**Task to carry out**:
Each record must be printed exactly as given.

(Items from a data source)
----------------

PR #1126, opened 2026-07-23
chore: upgrade to v2.9.10 in ap-northeast-2

shamanime:
Platform https://github.com/supabase/platform/pull/36110

Ref POOLER-402

### DIFF
--- a/deploy/upgrade/prod.config
+++ b/deploy/upgrade/prod.config
@@ -1,10 +1,10 @@
 [
-    {upgrade_from, "2.9.6"},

----------------

**Written reply**:
PR #1126, opened 2026-07-23
chore: upgrade to v2.9.10 in ap-northeast-2

shamanime:
Platform https://github.com/supabase/platform/pull/36110

Ref POOLER-402

### DIFF
--- a/deploy/upgrade/prod.config
+++ b/deploy/upgrade/prod.config
@@ -1,10 +1,10 @@
 [
-    {upgrade_from, "2.9.6"},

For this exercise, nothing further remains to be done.